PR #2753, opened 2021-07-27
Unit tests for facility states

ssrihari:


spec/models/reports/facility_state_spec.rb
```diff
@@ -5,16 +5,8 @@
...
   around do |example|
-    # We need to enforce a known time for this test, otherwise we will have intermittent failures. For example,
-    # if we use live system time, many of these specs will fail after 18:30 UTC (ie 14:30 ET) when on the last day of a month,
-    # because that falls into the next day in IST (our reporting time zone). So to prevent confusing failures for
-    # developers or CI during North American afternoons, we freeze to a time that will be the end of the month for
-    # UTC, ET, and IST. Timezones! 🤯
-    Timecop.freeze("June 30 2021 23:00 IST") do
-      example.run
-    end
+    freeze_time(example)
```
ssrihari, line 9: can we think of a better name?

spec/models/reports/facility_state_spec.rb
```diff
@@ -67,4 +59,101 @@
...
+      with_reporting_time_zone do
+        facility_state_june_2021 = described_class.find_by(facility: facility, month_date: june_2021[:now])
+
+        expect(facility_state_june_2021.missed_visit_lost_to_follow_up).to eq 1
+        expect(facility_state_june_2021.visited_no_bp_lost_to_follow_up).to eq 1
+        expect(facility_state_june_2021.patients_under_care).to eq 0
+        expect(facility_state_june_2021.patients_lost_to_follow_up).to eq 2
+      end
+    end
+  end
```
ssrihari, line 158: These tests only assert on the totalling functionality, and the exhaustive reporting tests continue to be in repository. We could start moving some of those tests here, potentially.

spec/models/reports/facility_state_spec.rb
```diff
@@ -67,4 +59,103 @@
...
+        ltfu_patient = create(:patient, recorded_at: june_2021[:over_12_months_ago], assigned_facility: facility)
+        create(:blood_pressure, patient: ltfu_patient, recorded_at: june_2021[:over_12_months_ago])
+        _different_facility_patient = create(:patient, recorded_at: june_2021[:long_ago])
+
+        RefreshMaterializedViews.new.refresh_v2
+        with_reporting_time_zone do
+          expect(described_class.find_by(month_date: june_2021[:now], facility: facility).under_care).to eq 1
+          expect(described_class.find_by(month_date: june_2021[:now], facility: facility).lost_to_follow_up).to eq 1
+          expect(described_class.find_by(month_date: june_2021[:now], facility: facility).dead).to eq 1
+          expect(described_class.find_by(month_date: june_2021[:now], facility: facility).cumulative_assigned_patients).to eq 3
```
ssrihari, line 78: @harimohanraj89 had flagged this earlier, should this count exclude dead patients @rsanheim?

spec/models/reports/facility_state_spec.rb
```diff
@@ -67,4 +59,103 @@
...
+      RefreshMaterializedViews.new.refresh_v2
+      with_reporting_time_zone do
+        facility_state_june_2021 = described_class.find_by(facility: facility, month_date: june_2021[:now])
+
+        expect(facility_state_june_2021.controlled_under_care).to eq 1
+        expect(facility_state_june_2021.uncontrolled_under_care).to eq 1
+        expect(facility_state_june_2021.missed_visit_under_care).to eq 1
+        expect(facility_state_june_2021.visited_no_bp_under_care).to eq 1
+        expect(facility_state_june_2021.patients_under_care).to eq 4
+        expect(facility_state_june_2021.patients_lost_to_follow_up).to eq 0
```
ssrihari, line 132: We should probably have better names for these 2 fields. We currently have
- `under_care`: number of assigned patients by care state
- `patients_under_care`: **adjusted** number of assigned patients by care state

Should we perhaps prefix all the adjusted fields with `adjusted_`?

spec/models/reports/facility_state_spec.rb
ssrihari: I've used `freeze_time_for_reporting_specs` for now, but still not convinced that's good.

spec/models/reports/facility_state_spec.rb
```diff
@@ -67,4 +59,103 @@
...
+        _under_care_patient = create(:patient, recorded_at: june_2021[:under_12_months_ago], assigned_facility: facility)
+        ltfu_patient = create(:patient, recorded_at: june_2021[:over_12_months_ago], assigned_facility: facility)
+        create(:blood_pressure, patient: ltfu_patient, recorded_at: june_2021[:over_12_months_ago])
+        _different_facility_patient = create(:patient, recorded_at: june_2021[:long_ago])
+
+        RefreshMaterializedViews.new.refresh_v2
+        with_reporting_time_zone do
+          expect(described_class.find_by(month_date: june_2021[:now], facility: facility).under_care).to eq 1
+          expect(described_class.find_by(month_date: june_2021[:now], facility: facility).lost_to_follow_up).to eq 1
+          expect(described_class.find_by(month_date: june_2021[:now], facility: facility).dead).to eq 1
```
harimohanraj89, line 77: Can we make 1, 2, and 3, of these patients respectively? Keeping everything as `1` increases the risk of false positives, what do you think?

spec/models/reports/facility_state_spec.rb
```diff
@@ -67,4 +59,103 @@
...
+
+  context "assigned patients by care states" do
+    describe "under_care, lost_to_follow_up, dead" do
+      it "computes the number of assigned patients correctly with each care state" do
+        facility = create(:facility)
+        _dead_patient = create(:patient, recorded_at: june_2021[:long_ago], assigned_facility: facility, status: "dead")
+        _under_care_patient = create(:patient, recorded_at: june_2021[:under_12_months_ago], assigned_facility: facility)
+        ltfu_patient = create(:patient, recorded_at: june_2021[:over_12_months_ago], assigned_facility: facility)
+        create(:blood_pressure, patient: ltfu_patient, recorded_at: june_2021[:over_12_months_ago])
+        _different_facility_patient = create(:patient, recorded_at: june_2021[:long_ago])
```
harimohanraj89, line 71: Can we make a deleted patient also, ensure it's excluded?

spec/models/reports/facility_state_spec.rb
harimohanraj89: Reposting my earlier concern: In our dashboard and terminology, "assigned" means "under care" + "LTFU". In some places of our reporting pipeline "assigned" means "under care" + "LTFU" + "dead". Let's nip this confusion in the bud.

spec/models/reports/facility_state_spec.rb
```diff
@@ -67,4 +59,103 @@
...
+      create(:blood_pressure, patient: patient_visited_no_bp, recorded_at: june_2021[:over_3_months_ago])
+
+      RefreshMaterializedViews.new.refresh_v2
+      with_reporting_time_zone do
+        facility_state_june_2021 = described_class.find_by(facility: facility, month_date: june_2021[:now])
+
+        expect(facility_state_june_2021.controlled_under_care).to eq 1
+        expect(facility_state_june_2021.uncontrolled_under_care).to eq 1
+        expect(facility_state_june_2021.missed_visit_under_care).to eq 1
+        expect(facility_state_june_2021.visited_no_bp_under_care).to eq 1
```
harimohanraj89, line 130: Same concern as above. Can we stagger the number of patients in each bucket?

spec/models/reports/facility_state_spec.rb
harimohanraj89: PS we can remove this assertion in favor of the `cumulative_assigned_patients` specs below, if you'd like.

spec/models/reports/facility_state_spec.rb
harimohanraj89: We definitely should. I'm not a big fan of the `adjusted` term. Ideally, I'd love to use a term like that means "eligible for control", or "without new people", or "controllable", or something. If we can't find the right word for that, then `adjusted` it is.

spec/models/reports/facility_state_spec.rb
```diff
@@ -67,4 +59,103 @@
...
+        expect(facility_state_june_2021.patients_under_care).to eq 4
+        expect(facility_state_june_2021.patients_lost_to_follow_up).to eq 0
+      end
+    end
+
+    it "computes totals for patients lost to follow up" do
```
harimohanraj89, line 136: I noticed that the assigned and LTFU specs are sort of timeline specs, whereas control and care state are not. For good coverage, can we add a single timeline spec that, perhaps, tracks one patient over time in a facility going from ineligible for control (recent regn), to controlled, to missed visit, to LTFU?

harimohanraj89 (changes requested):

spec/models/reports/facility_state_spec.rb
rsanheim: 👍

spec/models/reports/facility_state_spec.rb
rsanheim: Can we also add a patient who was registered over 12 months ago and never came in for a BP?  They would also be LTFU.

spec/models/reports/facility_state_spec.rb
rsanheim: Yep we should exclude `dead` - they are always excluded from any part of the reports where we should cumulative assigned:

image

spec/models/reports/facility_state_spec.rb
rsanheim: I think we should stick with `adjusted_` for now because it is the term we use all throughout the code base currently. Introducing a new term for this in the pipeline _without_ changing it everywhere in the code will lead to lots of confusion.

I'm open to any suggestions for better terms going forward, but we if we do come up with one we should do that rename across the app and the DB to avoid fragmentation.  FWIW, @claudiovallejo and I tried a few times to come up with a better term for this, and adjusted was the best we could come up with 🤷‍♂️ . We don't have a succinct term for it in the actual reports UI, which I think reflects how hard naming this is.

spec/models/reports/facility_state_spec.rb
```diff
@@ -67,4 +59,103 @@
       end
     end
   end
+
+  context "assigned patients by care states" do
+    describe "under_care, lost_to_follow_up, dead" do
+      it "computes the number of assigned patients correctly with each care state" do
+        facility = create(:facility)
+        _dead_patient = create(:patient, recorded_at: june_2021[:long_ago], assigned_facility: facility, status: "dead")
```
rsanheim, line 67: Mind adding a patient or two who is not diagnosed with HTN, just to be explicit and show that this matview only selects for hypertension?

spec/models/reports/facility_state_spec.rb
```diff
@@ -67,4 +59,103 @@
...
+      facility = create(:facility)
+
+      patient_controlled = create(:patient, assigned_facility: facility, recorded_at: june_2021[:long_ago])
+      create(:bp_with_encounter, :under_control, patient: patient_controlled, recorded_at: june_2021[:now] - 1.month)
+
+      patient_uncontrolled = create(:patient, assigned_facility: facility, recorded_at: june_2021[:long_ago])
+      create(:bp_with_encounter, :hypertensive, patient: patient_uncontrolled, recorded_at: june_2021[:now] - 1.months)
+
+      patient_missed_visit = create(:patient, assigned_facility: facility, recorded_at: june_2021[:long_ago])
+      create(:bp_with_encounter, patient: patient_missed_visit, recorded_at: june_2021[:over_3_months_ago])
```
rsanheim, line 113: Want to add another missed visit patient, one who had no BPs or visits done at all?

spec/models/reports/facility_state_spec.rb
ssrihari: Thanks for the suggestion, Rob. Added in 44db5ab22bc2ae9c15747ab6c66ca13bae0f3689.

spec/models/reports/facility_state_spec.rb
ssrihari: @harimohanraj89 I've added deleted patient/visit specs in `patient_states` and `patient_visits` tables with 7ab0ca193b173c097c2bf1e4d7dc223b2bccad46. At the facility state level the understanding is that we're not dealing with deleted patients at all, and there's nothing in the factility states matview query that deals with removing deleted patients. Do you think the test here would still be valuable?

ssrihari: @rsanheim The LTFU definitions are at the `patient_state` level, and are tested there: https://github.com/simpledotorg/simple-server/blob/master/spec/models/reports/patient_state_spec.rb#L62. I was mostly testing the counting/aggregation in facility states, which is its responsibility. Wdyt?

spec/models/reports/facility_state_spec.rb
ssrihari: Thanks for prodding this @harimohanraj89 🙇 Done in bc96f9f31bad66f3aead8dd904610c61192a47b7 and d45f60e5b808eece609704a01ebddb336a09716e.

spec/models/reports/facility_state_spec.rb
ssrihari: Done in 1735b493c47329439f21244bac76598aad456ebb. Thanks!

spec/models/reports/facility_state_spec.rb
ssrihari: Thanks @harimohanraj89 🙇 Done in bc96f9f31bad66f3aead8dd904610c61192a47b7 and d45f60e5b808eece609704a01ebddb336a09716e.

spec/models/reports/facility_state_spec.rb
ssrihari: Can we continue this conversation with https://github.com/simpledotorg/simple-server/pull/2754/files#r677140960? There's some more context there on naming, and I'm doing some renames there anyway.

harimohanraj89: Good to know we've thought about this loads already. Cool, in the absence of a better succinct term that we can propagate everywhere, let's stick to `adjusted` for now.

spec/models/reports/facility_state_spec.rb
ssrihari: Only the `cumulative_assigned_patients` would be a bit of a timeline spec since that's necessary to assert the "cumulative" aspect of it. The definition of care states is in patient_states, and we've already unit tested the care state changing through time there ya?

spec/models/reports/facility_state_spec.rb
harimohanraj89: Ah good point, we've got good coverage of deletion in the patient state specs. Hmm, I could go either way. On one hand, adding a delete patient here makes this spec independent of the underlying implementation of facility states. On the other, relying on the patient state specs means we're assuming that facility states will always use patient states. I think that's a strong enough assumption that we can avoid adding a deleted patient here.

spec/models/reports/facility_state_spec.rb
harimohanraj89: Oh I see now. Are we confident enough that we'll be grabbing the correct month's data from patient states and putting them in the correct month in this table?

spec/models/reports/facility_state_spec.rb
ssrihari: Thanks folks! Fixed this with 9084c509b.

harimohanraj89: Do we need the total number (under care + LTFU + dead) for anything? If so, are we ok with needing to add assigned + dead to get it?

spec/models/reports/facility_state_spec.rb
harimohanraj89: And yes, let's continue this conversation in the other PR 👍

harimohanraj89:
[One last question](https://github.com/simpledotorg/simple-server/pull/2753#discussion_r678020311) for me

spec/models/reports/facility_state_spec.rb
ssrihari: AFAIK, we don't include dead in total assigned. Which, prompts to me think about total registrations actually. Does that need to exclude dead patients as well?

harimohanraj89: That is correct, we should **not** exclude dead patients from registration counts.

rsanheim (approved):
☆ ☆ ☆ ☆ ☆ ☆ ☆
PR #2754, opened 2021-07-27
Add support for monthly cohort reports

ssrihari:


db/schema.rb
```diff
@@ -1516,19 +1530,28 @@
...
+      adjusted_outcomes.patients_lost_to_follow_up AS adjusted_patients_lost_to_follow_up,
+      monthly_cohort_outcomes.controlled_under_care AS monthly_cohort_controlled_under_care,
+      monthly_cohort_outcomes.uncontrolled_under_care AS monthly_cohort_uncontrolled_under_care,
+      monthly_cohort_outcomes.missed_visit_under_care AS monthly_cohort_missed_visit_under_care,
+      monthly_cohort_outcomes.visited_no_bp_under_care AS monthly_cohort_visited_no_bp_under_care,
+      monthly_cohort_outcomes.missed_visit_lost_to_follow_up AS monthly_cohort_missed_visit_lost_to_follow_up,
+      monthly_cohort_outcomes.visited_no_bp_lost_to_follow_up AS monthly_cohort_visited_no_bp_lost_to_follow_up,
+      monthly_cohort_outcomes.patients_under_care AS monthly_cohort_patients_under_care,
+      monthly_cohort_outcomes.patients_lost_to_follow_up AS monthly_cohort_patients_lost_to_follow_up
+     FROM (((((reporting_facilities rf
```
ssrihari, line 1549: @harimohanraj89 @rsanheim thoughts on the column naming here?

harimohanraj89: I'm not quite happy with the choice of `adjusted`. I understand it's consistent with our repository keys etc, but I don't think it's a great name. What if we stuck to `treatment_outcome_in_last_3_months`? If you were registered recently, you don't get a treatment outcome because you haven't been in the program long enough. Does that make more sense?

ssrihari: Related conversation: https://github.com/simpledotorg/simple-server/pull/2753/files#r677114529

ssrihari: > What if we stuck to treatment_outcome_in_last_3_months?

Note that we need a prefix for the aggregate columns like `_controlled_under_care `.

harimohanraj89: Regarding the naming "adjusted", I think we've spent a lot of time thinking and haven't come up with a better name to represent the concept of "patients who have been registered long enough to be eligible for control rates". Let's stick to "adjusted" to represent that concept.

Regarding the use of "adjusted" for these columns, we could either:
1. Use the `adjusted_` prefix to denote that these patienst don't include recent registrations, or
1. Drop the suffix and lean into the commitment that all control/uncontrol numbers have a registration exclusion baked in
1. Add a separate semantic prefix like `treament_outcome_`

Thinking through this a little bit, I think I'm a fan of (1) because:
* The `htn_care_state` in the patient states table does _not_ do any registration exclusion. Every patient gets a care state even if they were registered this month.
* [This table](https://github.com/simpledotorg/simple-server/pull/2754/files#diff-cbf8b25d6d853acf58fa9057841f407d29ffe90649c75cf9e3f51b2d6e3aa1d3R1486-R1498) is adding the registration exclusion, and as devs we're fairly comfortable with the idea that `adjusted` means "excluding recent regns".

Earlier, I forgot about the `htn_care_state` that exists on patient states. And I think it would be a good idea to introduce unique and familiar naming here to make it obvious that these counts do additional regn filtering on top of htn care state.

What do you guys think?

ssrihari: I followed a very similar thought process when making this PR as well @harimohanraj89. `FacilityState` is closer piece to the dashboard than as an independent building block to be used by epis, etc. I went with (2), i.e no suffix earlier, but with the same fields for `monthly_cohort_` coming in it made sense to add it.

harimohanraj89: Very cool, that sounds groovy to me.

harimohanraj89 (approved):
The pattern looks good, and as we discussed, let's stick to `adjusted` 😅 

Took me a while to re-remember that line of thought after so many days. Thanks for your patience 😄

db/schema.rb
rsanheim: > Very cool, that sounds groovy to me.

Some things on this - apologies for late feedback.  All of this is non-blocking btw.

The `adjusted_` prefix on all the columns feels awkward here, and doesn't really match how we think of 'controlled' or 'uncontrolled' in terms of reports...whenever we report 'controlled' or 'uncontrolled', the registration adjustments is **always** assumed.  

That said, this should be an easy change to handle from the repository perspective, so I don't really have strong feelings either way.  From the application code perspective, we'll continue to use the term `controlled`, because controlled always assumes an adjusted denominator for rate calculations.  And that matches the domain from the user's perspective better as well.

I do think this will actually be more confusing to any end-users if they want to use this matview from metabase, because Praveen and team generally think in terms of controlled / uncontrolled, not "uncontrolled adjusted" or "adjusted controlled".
☆ ☆ ☆ ☆ ☆ ☆ ☆
**PROBLEM REQUIREMENTS:**
Within the material above, find every line containing the word "suffix" and copy it.

**EXPECTED ANSWER:**
1. Drop the suffix and lean into the commitment that all control/uncontrol numbers have a registration exclusion baked in
ssrihari: I followed a very similar thought process when making this PR as well @harimohanraj89. `FacilityState` is closer piece to the dashboard than as an independent building block to be used by epis, etc. I went with (2), i.e no suffix earlier, but with the same fields for `monthly_cohort_` coming in it made sense to add it.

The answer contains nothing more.